#Mac os x lion reinstall mac#
If you have a newer Mac system, then as long as you have the latest firmware updates installed you should be able to use Apple's Internet Recovery feature and can bypass the need for a local Recovery HD partition. Doing this should keep your data and installed applications intact, but result in a fresh local Recovery HD partition installed along side your OS installation.

#Mac os x lion reinstall download#
If your system initially had a recovery partition but after cloning and formatting it is no longer available, then one method of getting it back is to simply download and reinstall Lion from the Mac App Store. With these methods, do keep in mind that you may have to restart with the Option key held down to select and boot from the Recovery HD partition on the attached drive. Alternatively you can reboot to your main OS installation, run Disk Utility, and then format the new "Macintosh HD" volume on your secondary hard drive, which will leave the Recovery HD partition there for you to use if needed, while freeing up the rest of the drive for other uses. When the installation is complete, you can then boot to the new drive and run Apple's Lion Recovery Disk Assistant tool to create a separate recovery thumb drive.

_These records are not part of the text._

PR #178, opened 2017-03-31
Save and Restore RNG States

jsenellart-systran:
when saving checkpoint - save also RNG States so that `train_from` starts from exactly the same state

### DIFF
--- a/CHANGELOG.md
+++ b/CHANGELOG.md
@@ -16,6 +16,7 @@
 * Fix individual losses that were always computed when using random sampling
 * Allow to change the state of word embeddings optimization during a retraining
 * Check consistency of option settings when training from existing model
+* Save and Restore random number generator states in checkpoints
 
 ## [v0.5.3](https://github.com/OpenNMT/OpenNMT/releases/tag/v0.5.3) (2017-03-30)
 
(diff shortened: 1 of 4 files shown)


vince62s:
@guillaumekln @jsenellart-systran ,
For my need ( I use the train_from without the -continue option) I removed the 2 lines here:
https://github.com/jsenellart-systran/OpenNMT/blob/70b7749952c06cfb09c48c5791d340a422484d54/onmt/train/Checkpoint.lua#L136-L137
I think they are not mandatory. Can yo please confirm ?

Otherwise, we can just retrieve the RG states info just before setting to NIL and restate it.

Also, I really think that this "-continue" option is a little confusing.
What about:
if we train_from then behavior is the same as -continue EXCEPT for all options that are passed through command line ?
To me it would be clearer.

guillaumekln:
If `checkpoint.info` is not `nil` the training will just reuse the batch order (for intermediate models) and optimization states (for non SGD methods) of the previous model.

---

For the `-continue` behavior, maybe it is worth opening a thread on the forum to discuss about it. With @jsenellart-systran recent changes we are now able to know whether an option was set or not (it was not the case before) so this new approach can be considered.

vince62s:
But this is the same behavior as with -continue, no ?

guillaumekln:
Yes, that is why previous training information are cleared when not using `-continue`.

#Mac os x lion reinstall install#
The first is to create an external boot drive from the installation disk image that is contained within the installer, and the second is to simply run the installer and install Lion to a secondary hard drive. With the installer available, you now have two options. To do this, you will first need to redownload the Lion installer from the Mac App Store (you can do this by holding the Option key and clicking the Purchases tag, which will give you an option to redownload the installer). As a result you will not be able to use advanced drive encryption options and iCloud's "Find my Mac" feature however, you can still create a Recovery HD partition on another drive to use its tools. If Lion was initially not able to create a Recovery HD partition because your drive setup is unsupported, then you will not be able to create the partition on your boot volume. Unfortunately doing this will only copy the files from your OS X installation and not from other partitions like Recovery HD, so if you have cloned your system to an external drive followed by repartitioning and formatting your internal drive and restoring, then you likely will have removed the recovery HD partition.


While block-level cloning of a drive will preserve its partitions and the data on multiple volumes, this cannot be done on the boot drive so an alternative that is more commonly used is file-level cloning that copies all the files from one volume to another. In addition to unsupported drive configurations, you can inadvertently remove the Recovery HD partition if you format your drive and restore from a cloned backup. If you've installed Lion on a drive with too many partitions or an unsupported RAID array, then while the Lion installer will allow you to continue the OS installation, it will just omit setting up the Recovery HD partition. While this partition should be present on most systems running Lion, in some situations it may be missing.